SREs work on systems and software at the same time
Some SREs are systems pros with a reasonable ability to code their way out of trouble
Other SREs are code mavens who want to get their hands dirty with infrastructure work
While others still are neither and learn enough code to modify open-source tools to their needs and they learn enough systems to make sure IPv6 won’t (hopefully) make life harder
Whatever they do, SREs should spend at least half of their time on automation, move away from toil and otherwise improve systems (proactive) rather than respond to incidents (reactive)

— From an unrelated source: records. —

PR #95, opened 2023-04-12
Justin krs/order fulfillment modal

justinengle-krs:
Fulfillment Modal

Zeplin:

image

Implementation:
image


casperlotter (dismissed):

matthampton-stock2shop:
https://www.chromatic.com/build?appId=63ef6cddab1dec384359e1cd&number=46

src/components/input/Dropdown.svelte
```diff
@@ -33,8 +33,8 @@
     {#if placeholder}
       <option value="" disabled>{placeholder}</option>
     {/if}
-    {#each options as option}
-      <option value={valueProperty ? option[valueProperty] : option} disabled={option.disabled ?? false}>
+    {#each options as option, i}
+      <option value={valueProperty ? option[valueProperty] : option} disabled={option.disabled ?? false} selected={!value && i == 0}>
```
matthampton-stock2shop, line 37: Do we always want the first item to display as selected if there isn't a value? (this feels like something that would be better to do in the place where the dropdown component is created (i.e. actually set the value to the correct default there)

src/models/orders/line-item.ts
```diff
@@ -120,5 +124,7 @@ export default class LineItem {
     this.total_display = total_display;
     this.price_display = price_display;
     this.total_discount_display = total_discount_display;
+    this.qty_already_fulfilled = this.fulfillments.reduce((sum, f) => sum + Number(f.qty), 0);
```
matthampton-stock2shop, line 127: These seem like view properties to me (or functions) - rather than editable model data properties... Thoughts?

src/models/orders/order-detail.ts
```diff
@@ -134,4 +135,19 @@ export default class OrderDetail {
     this.total_discount_display = total_discount_display;
     this.sources = sources;
   }
+
+  validateOrder(): { valid: boolean; error: string } {
```
matthampton-stock2shop, line 139: It looks to me like this function is specifically about fulfullments (rather than a general-purpose order validation function)... Would you mind renaming it to me make it a bit more specific?

matthampton-stock2shop (changes requested):

src/models/orders/line-item.ts
justinengle-krs: To me it makes sense for the model to own this logic?  Almost like a computed field?
I can almost see these coming from the API. The usage later seems intuitive as well. 

```const itemsToFulfill = systemOrder.line_items
      .filter((l) => l.qty_to_fulfill > 0)
      .map(
        (l) =>
          new FulfillmentOrderLineItem({
            price: l.price,
            qty: l.qty_to_fulfill,
            title: l.title,
            sku: l.sku,
          })
      );
```

would you prefer something like


```const itemsToFulfill = systemOrder.line_items
      .filter((l) =>getQtyToFulfill(l) > 0)
      .map(
        (l) =>
          new FulfillmentOrderLineItem({
            price: l.price,
            qty: l.qty_to_fulfill,
            title: l.title,
            sku: l.sku,
          })
      );
```

matthampton-stock2shop: I'd be fine for it to be a function on the model object (e.g. `l.getQtyAlreadyFullfilled()`) - I just don't really like it being a variable (that is just initialised to the right value - but could become wrong)

src/components/input/Dropdown.svelte
justinengle-krs: I thought it could be convenient default behavior of the control, if its set in the view that would still work

matthampton-stock2shop: But what if you want it to display a 'blank' state when the value is blank.. Can you do that somehow?

src/models/orders/line-item.ts
justinengle-krs: Are you happy if its a getter?


  get qtyAlreadyFullfilled() {
    return this.fulfillments.reduce((sum, f) => sum + Number(f.qty), 0);
  }

  get qtyToFulfill() {
    return this.qty - this.qtyAlreadyFullfilled;
  }

src/components/input/Dropdown.svelte
justinengle-krs: Thats true, let me make the change

src/models/orders/line-item.ts
matthampton-stock2shop: For sure!

src/models/orders/order-detail.ts
justinengle-krs: validateFulfillmentOrder ?

matthampton-stock2shop: Sounds fine... Thanks!

src/models/orders/line-item.ts
justinengle-krs: @matthampton-stock2shop  I forgot we do bind to qtyToFulfill on the modal, for each line item input.
Is that correct?

justinengle-krs: This field 

image

justinengle-krs: Which we then post on the 'Fulfill Order'. Which means this field at least would need to be a property on the model

matthampton-stock2shop: Does that make sense to you?

justinengle-krs: Yes, see latest commit. Happy with that?

matthampton-stock2shop (approved):

PR #104, opened 2023-04-21
User PUT

justinengle-krs:
Call PUT on user save changes without password


casperlotter (approved):

src/components/Settings/User.svelte
```diff
@@ -45,8 +45,24 @@
...
+      username: userVc.workingCopy.username,
+      active: userVc.workingCopy.active > 0,
+    });
+
+    await updateUser(userPut);
+  }
+
   async function saveNewPassword() {
-    loading = true;
     const userPut = new UserPut({
```
matthampton-stock2shop, line 66: I'm thinking that this should probably also check for userVc.isStale (since we're using the working copy here)...

matthampton-stock2shop (approved):

PR #109, opened 2023-04-26
Fix links from the orders and customers list screens to their detail screen, and the customer search result

matthampton-stock2shop:
This puts in the navigation action. It isn't perfect as it is just an onclick on the `tr` - it doesn't change the cursor to indicate clickability or the shading of the row on hover like the products one does.

However, these list pages haven't really been done yet by KRS - so I'm happy to leave that until they do. It's at least usable like this.


matthampton-stock2shop:
Hi @casperlotter Would you mind doing me a little code review?

matthampton-stock2shop:
https://www.chromatic.com/build?appId=63ef6cddab1dec384359e1cd&number=56

justinengle-krs (approved):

SREs can be injected across the enterprise
SRE roles can be designed to embed into various levels of the enterprise. The SaFE Agile Framework is the most popular agile framework among mid-level and larger companies. Its steering group has already worked out how SRE can fit into the various levels.
I’ve broken down the roles and responsibilities below:
Service-level SREs
Entry-to-mid-level SREs who are responsible for a single service
Provide app-level support for critical software services
Implement tools and teach for more seamless DevOps
Own SLOs and error budgets for their service
System-level SREs
Senior SREs who help release train engineers manage multiple services
Coordinate multiple product streams in the release train
Guide system architecture and production readiness
Own SLOs and error-budget tracking across the system
Enterprise-level SREs
Most senior-level of SREs reporting direct to CTOs
Run SRE center of excellence (CoE) for the enterprise
Develop SRE platform and best practices
Architecture support
In conclusion…
Doing SRE well means the difference between high-performance software and painful 50x errors. So let’s get our SRE team roles done right and not mistake SRE as a monolith role.